The most convenient way to set payloads is in a TokenFilter -- I think that taking this approach will give you much cleaner code and in turn make your scenario work correctly. I think that it's most illustrative to take a look at some filter of this type in Lucene source, e.g. TokenOffsetPayloadTokenFilter. You can find an example of how it should be used in the test for this class.
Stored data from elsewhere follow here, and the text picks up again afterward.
PR #1753, opened 2019-10-15
ReachingDefinitionsAnalysis: extract data model

Pamplemousse:
300+ lines not related to the logic of the analysis could be moved into
their own file.


rhelmot:
Fix CI (lint and api docs) and I will merge this.

rhelmot:
jsyk, it's kind of hard to work with when you keep force-pushing like that. You can just keep pushing normal commits and I can hit the squash and merge button at the end.

Pamplemousse:
True, although, it allows to keep a clean overall history, without squashing all commits together (esp. problematic on big PRs).

Pamplemousse:
Thanks for merging!

PR #1757, opened 2019-10-17
RDA visited nodes

Pamplemousse:
Keep track of the visited nodes during the RDA.


rhelmot:
why though

Pamplemousse:
Because it's helpful in my use case, especially for:
  * Tracing what happens during the analysis;
  * Measuring the "effectiveness";
  * Taking decision during the analysis to skip certain "visited" nodes.

I will discuss this with @ltfish when he will have time, and document more on this "feature" if we push that in `angr`.

ltfish:
Why do we need to access or modify visited blocks inside `Engine._process()`? Currently the only place `visited_blocks` is modified is inside `ReachingDefinitionAnalysis._run_on_node()`. I'm not sure why we need to pass `visited_blocks` into `Engine._process()`, modify it there, and pass it out.

Pamplemousse:
`visited_blocks` is passed into `Engine._process` because it is an argument of the `handle_local_function`.

When the `handle_local_function` is called, its logic needs to have a reference to the `visited_blocks`. I thought of two ways of implementing that:


#### 1) As implemented in the PR

With explicit inputs and outputs; To avoid "side-effects" changes on the `RDA` state from within the handler (see why below).


#### 2) No parameter, use a reference to the `RDA`

Do not pass `visited_blocks` as a parameter, and use a reference to the `RDA` from within the `Handler` (defining the `handle_local_function`). It looks like the following:

```
class Handler():
    def __init__(self, rda):
		self._rda = rda
	def handle_local_function(self, ...):
		# here, self._rda.visited_blocks is available
```

As in the PR's logic, this originally returned the `visited_blocks` as part of the tuple returned by `handle_local_function`, forwarded by the result of `engine.process()` and dealt with in `RDA._run_on_node()` (i.e., updating the `RDA.visited_blocks`).

The problem arise when I call `handle_local_function` manually elsewhere (particularly when handling `simprocedure`s).

There, whoever calls the `handle_local_function` outside of the `RDA` needs to update the `RDA.visited_blocks` state ; It raises two code smells:
  * That means exposing more internals of the `RDA` object, widening its interface.
  * The purity of `handle_local_function`: have explicit inputs and outputs instead of relying on a side-effect to update the state.

angr/analyses/reaching_definitions/reaching_definitions.py
```diff
@@ -38,7 +38,7 @@ class ReachingDefinitionAnalysis(ForwardAnalysis, Analysis):  # pylint:disable=a
 
     def __init__(self, subject=None, func_graph=None, max_iterations=3, track_tmps=False,
                  observation_points=None, init_state=None, init_func=False, cc=None, function_handler=None,
-                 current_local_call_depth=1, maximum_local_call_depth=5, observe_all=False):
+                 current_local_call_depth=1, maximum_local_call_depth=5, observe_all=False, visited_blocks=[]):
```
ltfish: Do not use a container as the default value of a function parameter since the default value will get changed during runtime (yes this is Python's fault). Use `None` instead.

ltfish:
> The problem arise when I call `handle_local_function` manually elsewhere (particularly when handling simprocedures).

What's the meaning of `handle_local_function`? Why will it be called outside of RDA?

angr/engines/light/engine.py
```diff
@@ -53,17 +53,20 @@ def _codeloc(self, block_only=False):
 
 class SimEngineLightVEXMixin:
 
-    def _process(self, state, successors, block=None, whitelist=None):  # pylint:disable=arguments-differ,unused-argument
+    def _process(self, state, successors, block=None, whitelist=None, visited_blocks=[]):  # pylint:disable=arguments-differ,unused-argument
```
ltfish: Do not include RDA-specific parameters into the base classes/Mixins. Use `**kwargs` instead.

Pamplemousse:
`handle_local_function` is the handler called to deal with local function calls.

It is never called out of an RDA "analysis".
By "elsewhere", I meant outside of the usual `engine.procces()`.

angr/engines/light/engine.py
```diff
@@ -53,17 +53,20 @@ def _codeloc(self, block_only=False):
 
 class SimEngineLightVEXMixin:
 
-    def _process(self, state, successors, block=None, whitelist=None):  # pylint:disable=arguments-differ,unused-argument
+    def _process(self, state, successors, block=None, whitelist=None, *args, **kwargs):  # pylint:disable=arguments-differ,unused-argument
```
ltfish: Can you do `*args` after keyword arguments in Python 3.5?

Python 3.5 is the earliest version of Python that we are still supporting.

Pamplemousse: If I interpret the grammar correctly, yes: https://docs.python.org/3.5/reference/expressions.html#calls .

Pamplemousse: If I read this grammar properly, it seems you can: https://docs.python.org/3.5/reference/expressions.html#calls .

ltfish: Oh I didn't know it was added since Python 3.5.

ltfish:
Linting failed. Fix linting and I'll hit merge.

Pamplemousse:
Linting complained about the order of `*args` and `*kwargs`...

PR #1760, opened 2019-10-20
CFBlanket: Do not assume sizes of pseudo regions are 80 bytes.

ltfish:


ltfish:
CI fails due to PR #1661.

Issue #1744, opened 2019-10-09
Bug in CFGEmulated when hooking function with ReturnUnconstrained SimProcedure


H0r53:
There is a bug on line 3068 in https://github.com/angr/angr/blob/master/angr/analyses/cfg/cfg_emulated.py

The condition is:

**if simproc_name == "ReturnUnconstrained" and sa['resolves'] is not None:**
 
What it should be:
 
**if simproc_name == "ReturnUnconstrained" and 'resolves' in sa and sa['resolves'] is not None:**

The problem is a reference to `sa['resolves']` when `resolves` may not exist in `sa`. In my observations, it generally doesn't. If you want to check for `sa['resolves']` then the dictionary should first be tested for the existence of that element.

The code as-is is prone to throwing a KeyError. I ran into this issue after running CFGEmulated on a project that I've hooked certain functions with `angr.SIM_PROCEDURES['stubs']['ReturnUnconstrained']`.

Perhaps the simplest way to reproduce is shown below.

**sample.c (compile into sample.x)**
```
#include <stdio.h>

int f() {
	return 1;
}

int main(int argc, char *argv[], char *envp[]) {
	return f();
}
```

**solve.py**
```
import angr
proj = angr.Project("sample.x", auto_load_libs=False)
main = proj.loader.main_object.get_symbol("main")
f = proj.loader.main_object.get_symbol("f")
start_state = proj.factory.blank_state(addr=main.rebased_addr)
stub_func = angr.SIM_PROCEDURES['stubs']['ReturnUnconstrained']
proj.hook(f.rebased_addr, stub_func())
cfg = proj.analyses.CFGEmulated(fail_fast=True, starts=[main.rebased_addr], initial_state=start_state)
```

PR #1764, opened 2019-10-22
Fix keyError on CFGEmualted

Alexeyan:
Regarding the bug mentioned in https://github.com/angr/angr/issues/1744

This patch makes the provided poc work for me.


ltfish:
Merged. Thanks!

Issue #1727, opened 2019-09-16
xrefs __repr__ TypeError (SpOffset)


r4dr3fr4d:
Not very complicated I don't think, here's the backtrace I encountered:

```
TypeError                                 Traceback (most recent call last)
----> 5 print(p.kb.xrefs.xrefs_by_ins_addr)

~/angr-dev/angr/angr/knowledge_plugins/xrefs/xref.py in __repr__(self)
     43                 XRefType.to_string(self.type),
     44                 "%#x" % self.ins_addr if self.ins_addr is not None else "%#x[%d]" % (self.block_addr, self.stmt_idx),
---> 45                 "%#x" % (self.dst if self.dst is not None else self.memory_data.addr)
     46         )
     47 

TypeError: %x format: an integer is required, not SpOffset
```
Maybe easy?  I tried importing the class but getting circular dependencies..

PR #1765, opened 2019-10-22
Fix format printing for non-address targets

Alexeyan:
Regarding Issue https://github.com/angr/angr/issues/1727 

This patch fixes the issue for me.
But since i'm not sure which types the src and dst can have, maybe @ltfish should take a look at this and if it's not sufficient i can add the missing type formats.

Best regards,
Alex

### DIFF
--- a/angr/knowledge_plugins/xrefs/xref.py
+++ b/angr/knowledge_plugins/xrefs/xref.py
@@ -34,9 +34,9 @@ class XRef(Serializable):
 
     def __repr__(self):
         return "<XRef %s: %s->%s>" % (
-                XRefType.to_string(self.type),
+                self.type_string,
                 "%#x" % self.ins_addr if self.ins_addr is not None else "%#x[%d]" % (self.block_addr, self.stmt_idx),
-                "%#x" % (self.dst if self.dst is not None else self.memory_data.addr)
+                "%s" % self.dst if self.dst is not None else "%#x" % (self.memory_data.addr)
         )
 
     def __eq__(self, other):


angr/knowledge_plugins/xrefs/xref.py
```diff
@@ -34,9 +34,9 @@ def type_string(self):
 
     def __repr__(self):
         return "<XRef %s: %s->%s>" % (
-                XRefType.to_string(self.type),
+                self.type_string,
                 "%#x" % self.ins_addr if self.ins_addr is not None else "%#x[%d]" % (self.block_addr, self.stmt_idx),
-                "%#x" % (self.dst if self.dst is not None else self.memory_data.addr)
+                "%#s" % self.dst if self.dst is not None else "%#x" % (self.memory_data.addr)
```
ltfish: What's the difference between `%#s` and `%s`?

Alexeyan: Nothing. `#`s alternate form isn't specified for strings. I missed it.

rhelmot:
as a side note - and I don't know if this is necessary for right now, but something to be mindful of - I think we should switch to a formatting mechanism which invokes the `__format__` magic method so we can just define that for alternate address types. For example `"{:x}".format(foo)` will invoke something along the lines of `foo.__format__("x")`

Alexeyan:
I would say this can be done incremental. 
Is anything missing for the current pr right now?

rhelmot:
nothing is missing. lgtm

ltfish:
Merged. Thanks!

PR #1766, opened 2019-10-23
ForwardAnalysis: remove unnecessary function in visitors

Pamplemousse:
As per discussion with @ltfish; The visit start from the first
element of the `sort_nodes` OrderedSet.


ltfish:
Merged. Thanks!

PR #4548, opened 2024-03-29
replace dot with underscore for static variable names

Atipriya:


ltfish:
I’m not sure about making it the default solution - it should at least be controllable with a switch.

zardus:

Some counts on the population this touches, measured over `angr/binaries`.

Across the 613 ELF files under `binaries/tests` that carry a symbol table,
holding 25379 distinct defined `STT_OBJECT` symbol names:

- 9880 of those names are not valid C identifiers once an ELF version suffix is
  set aside, and they occur in 557 of the 613 files.
- By character, counting a name once for each character it contains, so a name
  holding two of them appears in two rows and the rows sum above 9880:

  | character | names |
  | --- | --- |
  | `.` | 9868 |
  | `$` | 4002 |
  | `/` | 55 |
  | `:` | 19 |
  | `*` | 18 |
  | `,` | 12 |
  | `(` | 6 |
  | `)` | 6 |

- `-` and `+` do not occur at all: zero names each.

The dot is nearly the whole population and most of it is the GCC local-alias
form. `$` is next, largely HPPA and Fortran locals such as `var$775.0.4`. The
rest is Go, for example `internal/abi.(*Type).ExportedMethods.jump7` and
`go:itab.*errors.errorString,error`.

What it costs downstream is smaller than the character being invalid suggests,
and that seems worth recording here. `binaries/tests/x86_64/type_inference_2`
decompiles `__do_global_dtors_aux` to

```c
extern char completed.0;

unsigned long long __do_global_dtors_aux(void)
{
    if (completed.0)
        return v2;
    ...
    completed.0 = 1;
}
```

Parsing that text, and the same text with the dot replaced by an underscore,
with pyjoern 4.0.150.4 and joern v4.0.150 gives identical results on both: 5 CFG
nodes, 5 edges, and the same statement counts, exit 0 and no diagnostic. So for
that frontend and that shape the dot costs nothing measurable. The same
measurement on a name containing `::` is not identical -- there the parse
silently drops the statements that carry the name -- so the characters do not
behave as one class. One function and one frontend, so treat it as a data point
rather than a survey.

session: sharpen

PR #4600, opened 2024-04-22
docs: Fix dead external link

Ordoviz:
Another working link is https://dx.doi.org/10.14722/ndss.2016.23368 which redirects to https://www.ndss-symposium.org/wp-content/uploads/2017/09/driller-augmenting-fuzzing-through-selective-symbolic-execution.pdf


rhelmot:
Thanks!

PR #4632, opened 2024-05-14
Unroll structs into args for ARMEL

Cl4sm:


ltfish:
@Cl4sm Good job! Can we have a test case?

PR #4660, opened 2024-05-27
add options to block for max_size and to skip loading statements

salls:
Max_size was previously deprecated, not sure why. The size argument seems to make blocks go past the end of the basic block, whereas this stops at a call/ret/jump instruction like normal

Also added an option to factory/block to use the skip_stmts option in pyvex

### DIFF
--- a/angr/block.py
+++ b/angr/block.py
@@ -150,6 +150,7 @@ class Block(Serializable):
         project=None,
         arch=None,
         size=None,
+        max_size=None,
         byte_string=None,
         vex=None,
         thumb=False,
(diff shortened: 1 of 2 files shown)


rhelmot:
Welcome to the torment nexus! In order to alleviate the trial of making our code lint, we require all contributions to monotonically increase the code quality. Yes, this means that if you reduce the number of lines in the file you have to lint unrelated parts of the file. Suffer with us, Chris.

salls:
Haha okay I'll fix a linter error! But working on angr is enough suffering as is!

salls:
LINT SUCCESS: angr/factory.py has improved to 10.00 (from 9.61)!

ltfish:
> But working on angr is enough suffering as is!

For many tasks, angr is the least suffering tool to work with out of all candidate tools...

PR #4662, opened 2024-05-29
Update symbolic.rst with more information and example

Archfx:
This commit adds more information to the symbolic execution core-concepts page with a small example.


twizmwazin:
Can you add newlines to keep the line lengths consistent with the rest of the file? I think the limit is 80 chars in the docs.

Archfx:
> Can you add newlines to keep the line lengths consistent with the rest of the file? I think the limit is 80 chars in the docs.

Sure, let me update

twizmwazin:
@rhelmot or @ltfish could one of you review this and merge it if you agree, or provide feedback if you don't?

rhelmot:
Thanks for the contribution!

PR #4663, opened 2024-05-29
Update calling_conventions.py

d05004:
32-bit PowerPC architecture stores the second half of the location in r4 when a double-length return value is returned


rhelmot:
tyvm!

PR #4668, opened 2024-06-02
improve ultra page speed

salls:
1. grab concrete vals as bytes in one go rather than integers with shifting in a loop.
2. find the next symbolic object rather than repeatedly checking what symbolic object would be at each address

### DIFF
--- a/angr/storage/memory_mixins/paged_memory/pages/ultra_page.py
+++ b/angr/storage/memory_mixins/paged_memory/pages/ultra_page.py
@@ -84,30 +84,50 @@ class UltraPage(MemoryObjectMixin, PageBase):
             self.symbolic_data[global_start_addr - page_addr] = new_item
             result[-1] = (global_start_addr, new_item)
 
-        for subaddr in range(addr, addr + size):
+        subaddr = addr
+        end = addr + size
+        while subaddr < end:
             realaddr = subaddr + page_addr
             if self.symbolic_bitmap[subaddr]:
                 cur_val = self._get_object(subaddr, page_addr, memory=memory)
-                if cur_val is last_run and last_run is symbolic_run:
-                    pass
+                # it must be a different object
+                cycle(realaddr)
+                next_addr = subaddr + 1
+
+                # figure out how long the current object is (limit end of page)
+                if cur_val is None:
+                    obj_end = end
                 else:
-                    cycle(realaddr)
-                    last_run = symbolic_run = cur_val
-                    result.append((realaddr, cur_val))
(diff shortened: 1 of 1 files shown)


salls:
not surprised, I'll investigate this more

salls:
old:
```
s.regs.rax = s.solver.BVS("A",64)
%timeit s.regs.rax
> 28.6 µs ± 264 ns per loop (mean ± std. dev. of 7 runs, 10,000 loops each)
s.regs.rax = 1
%timeit s.regs.rax
> 25.4 µs ± 429 ns per loop (mean ± std. dev. of 7 runs, 10,000 loops each)
```

new
```
s.regs.rax = s.solver.BVS("A",64)
%timeit s.regs.rax
> 24.6 µs ± 126 ns per loop (mean ± std. dev. of 7 runs, 10,000 loops each)
s.regs.rax = 1
%timeit s.regs.rax
> 24.8 µs ± 56.4 ns per loop (mean ± std. dev. of 7 runs, 10,000 loops each)
```


old
-----------
```
angr/tests/storage/test_memory_merge.py
0m1.238s

angr/tests/procedures/libc/test_string.py
1m3.402s

angr/tests/storage/test_memory.py
0m19.674s
```

new
-----------
```
angr/tests/storage/test_memory_merge.py
0m0.956s

angr/tests/procedures/libc/test_string.py
0m23.164s

angr/tests/storage/test_memory.py
0m5.979s
```

salls:
Okay now it's good and it even passes the lint test

ltfish:
I think this PR drops support for bytes that are not 8-bit long.

zardus:
IMO, given the crazy speed boost here, we should probably:

a) For now, drop this part of the differently-sized byte support
b) If we want it going forward, make two subclasses of UltraPage: this normal fast one, and one that supports differently-sized bits

rhelmot:
I would support dropping that support and leaving this PR as a signpost for anyone who actually wants it to work ever again.

salls:
Given that .concrete_data is a ByteArray I assumed non 8-bit bytes were already broken. But maybe there's some magic I was missing out on? 
If someone wants support for that, one option would be a separate memory class where the speed hit is accepted?

salls:
Was the only non 8 bit byte architecture clemency? haha

rhelmot:
Clemency and another CTF arch CT64 from angr-platforms

ltfish:
I'm fine with UltraPage only supporting 8-bit bytes moving forward.

ltfish:
Thank you @salls!

PR #4674, opened 2024-06-04
Add misc type annotations and Python 3.10+ updates

mborgerson:


angr/knowledge_plugins/cfg/cfg_node.py
```diff
@@ -87,13 +90,13 @@ def __init__(
         __repr__.
         """
 
-        self.addr = addr
+        self.addr: int = addr
```
twizmwazin, line 93: Java uses non-int addrs

ltfish: I think we need an `AddressType = int | SootAddressDescriptor`.

twizmwazin: That or make cfg-related types generic over an address type

mborgerson: Let's go with @ltfish 's suggestion for now and improve address abstraction later

PR #4683, opened 2024-06-09
feat: Add X86_16 platform support

xor2003:
This patch required for the following X86 16 bit platform to work. See PR:
https://github.com/angr/angr-platforms/pull/70
Decompiler generates some output.

### DIFF
--- a/angr/analyses/reaching_definitions/engine_vex.py
+++ b/angr/analyses/reaching_definitions/engine_vex.py
@@ -529,8 +529,15 @@ class SimEngineRDVEX(
         return MultiValues(clrp)
 
     def _handle_Conversion(self, expr):
-        simop = vex_operations[expr.op]
-        bits = int(simop.op_attrs["to_size"])
+        if expr.op == "Iop_1Uto16":
+            bits = 16
+        elif expr.op == "Iop_8to1":
+            bits = 1
+        elif expr.op == "Iop_16to1":
+            bits = 1
+        else:
+            simop = vex_operations[expr.op]
+            bits = int(simop.op_attrs["to_size"])
         arg_0 = self._expr(expr.args[0])
 
         # if there are multiple values with only one offset, we apply conversion to each one of them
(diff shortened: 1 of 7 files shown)


mahaloz:
@xor2003 would you be able to add a testcase to the decompiler; something like this:
https://github.com/angr/angr/blob/c3948cae73fd544eb18b5b982dceb7cfc63c0100/tests/analyses/decompiler/test_decompiler.py#L3486

Ideally, just a minimal test to verify that the decompiler is producing code on a 16 bit binary. You can add a binary for the test to the [binaries](https://github.com/angr/binaries) repo in a PR, link the issue in your top comment for this PR, and it should run in CI.

angr/analyses/reaching_definitions/engine_vex.py
```diff
@@ -529,8 +529,15 @@ def _handle_Const(self, expr) -> MultiValues:
         return MultiValues(clrp)
 
     def _handle_Conversion(self, expr):
-        simop = vex_operations[expr.op]
-        bits = int(simop.op_attrs["to_size"])
+        if expr.op == "Iop_1Uto16":
```
mborgerson, line 532: Where are these Iop_* defined?

rhelmot: https://github.com/angr/pyvex/blob/master/pyvex/lifting/util/vex_helper.py#L250-L254

angr/analyses/typehoon/simple_solver.py
```diff
@@ -378,7 +394,7 @@ class SimpleSolver:
     """
 
     def __init__(self, bits: int, constraints, typevars):
-        if bits not in (32, 64):
+        if bits not in (16, 32, 64):
             raise ValueError("Pointer size %d is not supported. Expect 32 or 64." % bits)
```
JorisVanEijden, line 398:
```suggestion
            raise ValueError("Pointer size %d is not supported. Expect 16, 32 or 64." % bits)
```

PR #4693, opened 2024-06-27
Reassembler: fix missing intel_syntax

EarthCompass:
Set syntax to intel would not produce
```
.intel_syntax noprefix
```
correctly.

This PR (should) fixes this issue.


mborgerson:
Thanks!

PR #4694, opened 2024-06-27
Check access permissions before lifting

Diff-fusion:
When trying to execute code in unmapped memory pages a `SimEngineError` is raised. If `STRICT_PAGE_ACCESS` is set I would expect a `SimSegfaultError`. Also lifting code in non executable memory is probably not a good idea.


mborgerson:
Thanks!

PR #5740, opened 2025-10-22
RegionIdentifier: Create virtual edges for callout sites.

ltfish:


rhelmot:
Issue I am encountering: this is still not making some relevant regions structure correctly. See 
[wget](https://github.com/user-attachments/files/23174105/wget.gz). We expect to be able to structure the diamond of 0x409994, 0x409c50, 0x4099b0 into its own region (probably just change 0x409c50 to a conditionnode?) despite the jumpout to noreturn, but instead we get separate blocks mixed into the larger region.

Issue #5730, opened 2025-10-14
pcode engine logical right shift can behave wrong


Cskorpion:
### Description

When executing the riscv64 `srliw x31, x5, 31` (shift right logical immediate word) instruction using the pcode backend, angr produces a wrong result.

The logical right shift for pcode is implemented in the class `OpBehaviorIntRight` in  angr/engines/pcode/behavior.py

In the riscv64 `srliw`  case,  `OpBehaviorIntRight`  gets two bitvectors as arguments:
-  `in1` the 32-bit bitvector that shall be shifted
-  `in2` the 64-bit bitvector as the shift amount.

The function `make_bv_sizes_equal` is then called to make the input bitvectors size equal before the shifting is done. However, this is done through sign extension, which is wrong.

The result of `srliw x31, x5, 31` is a 64-times concatenation of the sign bit of x5[31:0] (see reproducer).

Executing this instruction with angr using VEX produces the right result : `Concat(0, Extract(31, 31, t0_9_64))`

This  could be fixed by allowing zero extension in `make_bv_sizes_equal` by adding a new parameter e.g.,  `def make_bv_sizes_equal(bv1, bv2, sign_ext=True): ...` and calling it with `sign_ext=False` from `OpBehaviorIntRight`

### Steps to reproduce the bug

See https://github.com/Cskorpion/angr-pcode-shift-reproducer

### Environment

angr environment report
=============================
Date: 2025-10-14 13:41:38.999319
!!! running in global environment.  Are you sure? !!!
Platform: linux-x86_64
Python version: 3.11.13 (main, Jun  5 2025, 13:12:00) [GCC 11.2.0]
######## angr #########
Python found it in /home/christophj/anaconda3/envs/envangr/lib/python3.11/site-packages/angr/__init__.py
Pip version 9.2.178
Couldn't find git info
######## archinfo #########
Python found it in /home/christophj/anaconda3/envs/envangr/lib/python3.11/site-packages/archinfo/__init__.py
Pip version 9.2.178
Couldn't find git info
######## claripy #########
Python found it in /home/christophj/anaconda3/envs/envangr/lib/python3.11/site-packages/claripy/__init__.py
Pip version 9.2.178
Couldn't find git info
######## cle #########
Python found it in /home/christophj/anaconda3/envs/envangr/lib/python3.11/site-packages/cle/__init__.py
Pip version 9.2.178
Couldn't find git info
######## pypcode #########
[...]

PR #5741, opened 2025-10-22
pcode engine: zero extend in OpBehaviorIntRight

Cskorpion:
Fix for #5730

Adapted `make_bv_sizes_equal` in `angr/engines/pcode/behavior.py` to allow zero extending.
Call `make_bv_sizes_equal` with `zero_ext=True` from `OpBehaviorIntRight`.


mborgerson:
Great, thanks!

PR #5784, opened 2025-11-10
Load CFG if not passed as argument during decompilation

tedanvosin:
Produces better decompilation results.


rhelmot:
gg first PR

PR #5809, opened 2025-11-17
VRA: Pick up return types from library calls.

ltfish:


ltfish:
Depends on https://github.com/angr/angr/pull/5805.

PR #5825, opened 2025-11-23
Add AIL symbolic execution

rhelmot:


rhelmot:
All tests should be passing except for the broken/flaky ones

lint should be passing

all new files should be typechecking. the typechecking failures here are incremental regressions on files that are fucked beyond repair

there is a smoketest testcase

should be ready :+1:

angr/ailment/__init__.py
```diff
@@ -1,5 +1,7 @@
 from __future__ import annotations
 import logging
+from typing import TypeAlias
+import traceback
```
ltfish: We don't need traceback.

PR #5854, opened 2025-12-01
Typechecking block_walker.py

rhelmot:
I slightly changed the semantics of these classes (don't return None ever) and now everything is fucked. WIP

Please also consider if there is no better place to store these hyperlinks than in payloads. Payloads have very special application for e.g. boosting some terms depending on their location or formatting in the original document, part of speech... Their main purpose is to affect how the search is performed, so they are normally numeric values, efficiently packed to cut down the index size.
I might be missing something, but...
You don't need a custom tokenizer to associate additional information to a Lucene document. Just store is as an unanalyzed field.
doc.Add(new Field("fname", "Joe", Field.Store.YES, Field.Index.ANALYZED));
doc.Add(new Field("job", "Plumber", Field.Store.YES, Field.Index.ANALYZED));
doc.Add(new Field("link","http://www.example.com", Field.Store.YES, Field.Index.NO));
You can then get the "link" field just like any other field.
Also, if you did need a custom tokenizer, then you would definitely need a custom analyzer to implement it, for both the index building and searching.